PR #533, opened 2026-09-11
feat(extensions): the extension command group, list and exec

scottlovegrove:
Add `registerExtensionGroup`, which puts `extension` (alias `ext`) on a program the host owns, with `list` and `exec` to start with. Everything it needs comes from the manager it is handed — colours, accessible mode, the binary name, the trust warning — so it stays free of host imports and moves to cli-core with the rest of the directory.

`list` renders the five columns from the spec, folding the notes that apply to few installs (pinned, shadowed, not executable, a manifest from a newer format) into the kind column rather than giving each one a column that is empty for almost every row. `--json` reports where the entry sits as well as where it points, which differ for a local install.

`exec` reads its arguments from argv rather than from commander, which consumes any root option it recognises before the action runs. `passThroughOptions` would be the obvious fix and is not usable: it requires `enablePositionalOptions` on the parent, which makes ordinary commands reject global flags they accept today.

### DIFF
--- a/src/lib/extensions/commands.test.ts
+++ b/src/lib/extensions/commands.test.ts
@@ -7,6 +7,7 @@ import { afterEach, beforeEach, describe, expect, it, vi } from 'vitest'
 import { writeFakeGitRepo, writeFixtureExtension } from '../../test-support/extension-fixture.js'
 import { registerExtensionGroup } from './commands.js'
 import { createExtensionManager, type ExtensionManager } from './manager.js'
+import { run as runProcess } from './run.js'
 
 describe('registerExtensionGroup', () => {
     let root: string
@@ -176,7 +177,35 @@ describe('registerExtensionGroup', () => {
             expect(lines().join('\n')).toContain('manifest needs a newer td')
         })
 
-        it('shows the pin, and the short SHA for a clone', async () => {
+        it('shows the short SHA of a clone', async () => {
+            const dir = await writeFixtureExtension(extensionsDir, 'standup', {})
+            await runProcess('git', ['init', '--quiet', '--initial-branch=main'], { cwd: dir })
+            await runProcess('git', ['add', '.'], { cwd: dir })
+            await runProcess(
+                'git',
+                [
+                    '-c',
+                    'user.email=t@example.com',
+                    '-c',
+                    'user.name=T',
+                    'commit',
+                    '--quiet',
+                    '-m',
+                    'init',
+                ],
+                { cwd: dir },
+            )
+            const head = (
+                await runProcess('git', ['rev-parse', 'HEAD'], { cwd: dir })
+            ).stdout.trim()
+
+            await run(makeManager(), ['extension', 'list'])
+            const row = lines().find((line) => line.startsWith('standup'))
+            expect(row).toContain(head.slice(0, 8))
+            expect(row).toContain('git')
+        })
+
+        it('shows the pin, and the repository a clone came from', async () => {
             const dir = await writeFixtureExtension(extensionsDir, 'standup', {})
             await writeFakeGitRepo(dir, 'https://github.com/example/td-standup.git')
             await writeFixtureExtension(extensionsDir, 'goals', {
@@ -264,6 +293,14 @@ describe('registerExtensionGroup', () => {
                 '--raw',
             ])
             expect((await reported()).args).toEqual(['--json', '-q', '--accessible', '--', '--raw'])
+        })
+
+        it('forwards --help rather than answering it', async () => {
+            // The only way to reach the usage of an extension a built-in
+            // command is hiding, so commander must not take the flag first.
+            await writeFixtureExtension(extensionsDir, 'goals', {})
+            await run(makeManager(), ['extension', 'exec', 'goals', '--help'])
+            expect((await reported()).args).toEqual(['--help'])
         })
 
         it('runs an extension with no arguments at all', async () => {
--- a/src/lib/extensions/commands.test.ts
+++ b/src/lib/extensions/commands.test.ts
@@ -1,0 +1,296 @@
+import { mkdir, mkdtemp, readFile, rm, symlink } from 'node:fs/promises'
+import { tmpdir } from 'node:os'
+import { join } from 'node:path'
+import { captureConsole, captureStream, createTestProgram } from '@doist/cli-core/testing'
+import type { Command } from 'commander'
+import { afterEach, beforeEach, describe, expect, it, vi } from 'vitest'
+import { writeFakeGitRepo, writeFixtureExtension } from '../../test-support/extension-fixture.js'
+import { registerExtensionGroup } from './commands.js'
+import { createExtensionManager, type ExtensionManager } from './manager.js'
+
+describe('registerExtensionGroup', () => {
+    let root: string
+    let dataDir: string
+    let extensionsDir: string
+    let warnings: string[]
+    let out: ReturnType<typeof captureConsole>
+
+    function makeManager(
+        options: { reserved?: string[]; accessible?: boolean } = {},
+    ): ExtensionManager {
+        return createExtensionManager({
+            binName: 'td',
+            envPrefix: 'TD',
+            version: '5.3.1',
+            dataDir,
+            stateDir: join(root, 'state'),
+            configDir: join(root, 'config'),
+            hostPath: '/host/dist/index.js',
+            reservedNames: () => options.reserved ?? [],
+            officialSource: { host: 'github.com', owner: 'Doist' },
+            officialLabel: 'Todoist',
+            isAccessible: () => options.accessible ?? false,
+            warn: (message) => warnings.push(message),
+            log: () => undefined,
+        })
+    }
+
+    function makeProgram(manager: ExtensionManager): Command {
+        return createTestProgram((program) => {
+            registerExtensionGroup(program, manager)
+        })
+    }
+
+    /** Run the group the way the CLI would, argv included. */
+    async function run(manager: ExtensionManager, args: string[]): Promise<void> {
+        const argv = ['node', 'td', ...args]
+        vi.spyOn(process, 'argv', 'get').mockReturnValue(argv)
+        await makeProgram(manager).parseAsync(argv)
+    }
+
+    /** Everything written to stdout, as lines. */
+    function lines(): string[] {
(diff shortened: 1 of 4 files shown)


src/lib/extensions/commands.ts
```diff
@@ -0,0 +1,201 @@
...
+        // Whatever follows the name belongs to the extension. The arguments
+        // are taken from argv rather than from these declarations, which exist
+        // so that `--help` describes the shape.
+        .allowUnknownOption()
+        .allowExcessArguments()
+        .action(async (name: string) => {
+            // `require` first, so an unknown name is a clean error rather than
+            // a failed spawn.
+            const target = await manager.require(name)
+            process.exitCode = await manager.dispatch(target.name, argsAfter('exec', name))
```
doistbot, line 200: <a href="#">P2</a>  `exec` promises that everything after the extension name passes through untouched, but `--user` is removed before this code runs: `src/index.ts` rewrites `process.argv` via `stripUserFlag` whenever `--user` appears anywhere. So `td extension exec goals --user foo` drops the flag (and the account selection is never forwarded to `manager.dispatch`). Add a host-level carve-out so `--user` after `extension exec <name>` is preserved for the extension, or stop claiming full passthrough for this flag.

src/lib/extensions/commands.ts
```diff
@@ -0,0 +1,201 @@
...
+            'after',
+            `
+An extension is an executable named \`${binName}-<name>\` that ${binName} runs as
+\`${binName} <name> …\`, passing everything after the name through untouched. It can
+be written in any language.
+
+${manager.trustWarning}
+
+Examples:
+  ${binName} extension install owner/${binName}-goals
```
doistbot, line 172: <a href="#">P2</a>  This help text and the `list` empty-state message (line 134) tell users to run `extension install`, `extension upgrade`, and `extension remove`, but `registerExtensionGroup` only registers `list` and `exec`. Running those examples after this PR fails as an unknown command. Remove the examples/instructions until those subcommands land, or register them here.

src/lib/extensions/commands.ts
```diff
@@ -0,0 +1,201 @@
...
+        )
+
+    extension
+        .command('list')
+        .description('List installed extensions')
+        .option('--json', 'Output as JSON')
+        .action((options) => listExtensions(manager, options))
+
+    extension
+        .command('exec <name> [args...]')
```
doistbot, line 186: <a href="#">P2</a>  Commander registers a built-in help option on every command, so `td ext exec goals --help` (or `-h`) prints the exec subcommand's help and the action never runs. That is the same flag-eating problem the `argsAfter` workaround exists to solve, and it contradicts the contract in the group help text: "passing everything after the name through untouched". An extension that ships its own `--help` can never receive it. Add `.helpOption(false)` to the exec command so `--help` is treated as a plain argument.

src/lib/extensions/commands.ts
doistbot, line 200: <a href="#">P2</a>  This forwards untrusted arguments into the current Windows `.cmd` dispatch path, which invokes `cmd.exe /c` with the executable path and args. `cmd.exe` interprets metacharacters such as `&` and `|`, so a caller that supplies an argument like `& whoami` to a trusted batch extension can execute an additional command. Escape arguments for `cmd.exe` before dispatching batch files, or reject `.cmd` extensions rather than passing their argv to `cmd /c`.

src/lib/extensions/commands.test.ts
```diff
@@ -0,0 +1,296 @@
...
+                    tag: 'v0.3.0',
+                    pinned: true,
+                    asset: 'a',
+                    installedAt: '2026-09-07T10:12:00Z',
+                },
+            })
+
+            await run(makeManager(), ['extension', 'list'])
+            const rendered = lines().join('\n')
+            expect(rendered).toContain('binary (pinned)')
```
doistbot, line 225: <a href="#">P2</a>  The test title promises the short SHA for a git clone, but the only assertion (`example/td-standup`) checks the SOURCE column. `writeFakeGitRepo` writes just `.git/config` with no HEAD, so `git rev-parse HEAD` fails and the VERSION column renders as `—`; the short-SHA rendering is never exercised. Create a real git fixture and assert the 8-character SHA (as `upgrade.test.ts` does), or rename the test to match what it actually asserts.

doistbot (commented):
Adds a host-agnostic `extension` (alias `ext`) command group with `list` and `exec`, delegating discovery, resolution, and spawning to the extension manager.

Few things worth tightening:
- `exec`'s full passthrough contract doesn't hold: the host strips `--user` from argv before dispatch, and Commander still intercepts `--help`/`-h` — both should reach the extension untouched.
- Help and empty-state text point to `install`/`upgrade`/`remove` subcommands that aren't registered yet.
- On Windows, untrusted args reach the `.cmd` dispatch path via `cmd.exe /c`, where metacharacters like `&` can run extra commands — escape or reject batch extensions.
- The short-SHA list test never actually exercises SHA rendering (the fixture has no real git repo), so either fix the fixture or rename the test.

<details>

- **<a href="#">P3</a> src/lib/extensions/commands.ts:45**: `shorten` only collapses paths when they start with `${homedir()}/`. On Windows, both `homedir()` and the paths produced by `resolveLocalTarget` use backslashes, so local extension paths are never shown as `~/...`. Use a separator-aware prefix check or `path.relative(homedir(), path)` when Windows display is intended.
- **<a href="#">P3</a> src/lib/extensions/commands.ts:196**: This `require` call is redundant: `manager.dispatch(selector, …)` already calls `requireExtension` internally (manager.ts, `dispatch`) and throws the same `EXTENSION_NOT_FOUND` CliError with the same hints before anything is spawned. So `await manager.require(name)` just runs the extension discovery scan twice per exec, and the inline comment's rationale ("require first, so an unknown name is a clean error") doesn't hold — dispatch already guarantees that. Simplify to `process.exitCode = await manager.dispatch(name, argsAfter('exec', name))` and drop the comment.
- **<a href="#">P3</a> src/lib/extensions/commands.test.ts:211**: `vi.unstubAllEnvs()` runs after the assertion, so if the assertion at lines 208-210 fails, `HOME` stays stubbed for the rest of the file. Move the unstub to an `afterEach` (or wrap the body in `try/finally`) so cleanup also happens on failure.
- **<a href="#">P3</a> src/lib/extensions/commands.test.ts:277**: The test title says it accepts the owner-qualified form, but only `td-goals` (the directory-name form) is passed. `Doist/td-goals` is never run through `exec`, so the claimed coverage is missing. Either add a second run for the owner-qualified selector and assert it resolves, or narrow the title to the directory-name form.

</details>

<sub>[Share Feedback](https://github.com/Doist/doistbot-app/issues/new?template=review-feedback.yml&title=Review+feedback+for+Doist%2Ftodoist-cli&pr_url=https%3A%2F%2Fgithub.com%2FDoist%2Ftodoist-cli%2Fpull%2F533&datadog_url=https%3A%2F%2Fapp.datadoghq.com%2Flogs%3Fquery%3Dservice%253A%2528doistbot-app-sandbox%2520OR%2520doistbot-app%2529%2520%2540meta.deliveryId%253A02904820-add7-11f1-8fbb-9fe918f69a30%26agg_m%3Dcount%26agg_m_source%3Dbase%26agg_t%3Dcount%26clustering_pattern_field_path%3Dmessage%26cols%3Dhost%252Cservice%26fromUser%3Dtrue%26messageDisplay%3Dinline%26refresh_mode%3Dsliding%26storage%3Dhot%26stream_sort%3Ddesc%26viz%3Dstream%26live%3Dtrue) • [Review Logs](https://app.datadoghq.com/logs?query=service%3A%28doistbot-app-sandbox%20OR%20doistbot-app%29%20%40meta.deliveryId%3A02904820-add7-11f1-8fbb-9fe918f69a30&agg_m=count&agg_m_source=base&agg_t=count&clustering_pattern_field_path=message&cols=host%2Cservice&fromUser=true&messageDisplay=inline&refresh_mode=sliding&storage=hot&stream_sort=desc&viz=stream&live=true)</sub>

src/lib/extensions/commands.ts
scottlovegrove: Real, and fixed — though in #537, where the stripping actually happens. 7b440cc skips the pre-parse `--user` handling entirely when the command token is the `extension` group, since those arguments belong to the extension rather than to td.

Verified against a built CLI: `td extension exec hello --user alice --json` now reports `args: ["--user","alice","--json"]`.

The consequence is that `--user` is no longer accepted by the group's other subcommands, where it meant nothing anyway. #539 records that in the spec.

src/lib/extensions/commands.ts
scottlovegrove: This is the stack boundary rather than a defect: `install`, `upgrade` and `remove` are the next commit, #534, and the group is never released without them. Splitting the help text across the two PRs would leave it in a shape neither branch wants.

src/lib/extensions/commands.ts
scottlovegrove: Done in c9d22eb — `exec` now declares `.helpOption(false)`, so `td extension exec goals --help` reaches the extension. You are right that this was the one form that could ask a shadowed extension for its usage.

There is a test asserting the fixture receives exactly `['--help']`.

src/lib/extensions/commands.ts
scottlovegrove: Real, and fixed in c9d22eb. Node quotes an argument only when it contains a space, so `&whoami` did arrive at `cmd.exe` bare.

Every argument is now quoted into a single command line written for `cmd.exe`, spawned with `windowsVerbatimArguments` so node does not quote it again. Arguments containing `%`, `!` or a newline are refused rather than escaped: cmd expands those from inside quotes and no escaping holds in every context a batch file can create — the same choice Rust's standard library makes for `.bat`.

Four tests cover it, including `&whoami` and the embedded-quote case. Worth saying plainly that this is not verified on a real Windows machine; the spec still has extensions as best-effort there.

src/lib/extensions/commands.test.ts
scottlovegrove: Done in c9d22eb. The test now builds a real repository with `git init` and a commit, and asserts the first eight characters of `rev-parse HEAD` in the VERSION column. The fake-repo case kept its own test for the SOURCE column, which is what it was really checking.

craigcarlyle:
✅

========================================================================

[EXERCISE PROMPT]
Check each line of the records above, and copy those that hold the word "join".

[EXERCISE RESULT]
             expect(lines().join('\n')).toContain('manifest needs a newer td')
+import { join } from 'node:path'
+            stateDir: join(root, 'state'),
+            configDir: join(root, 'config'),
+            const rendered = lines().join('\n')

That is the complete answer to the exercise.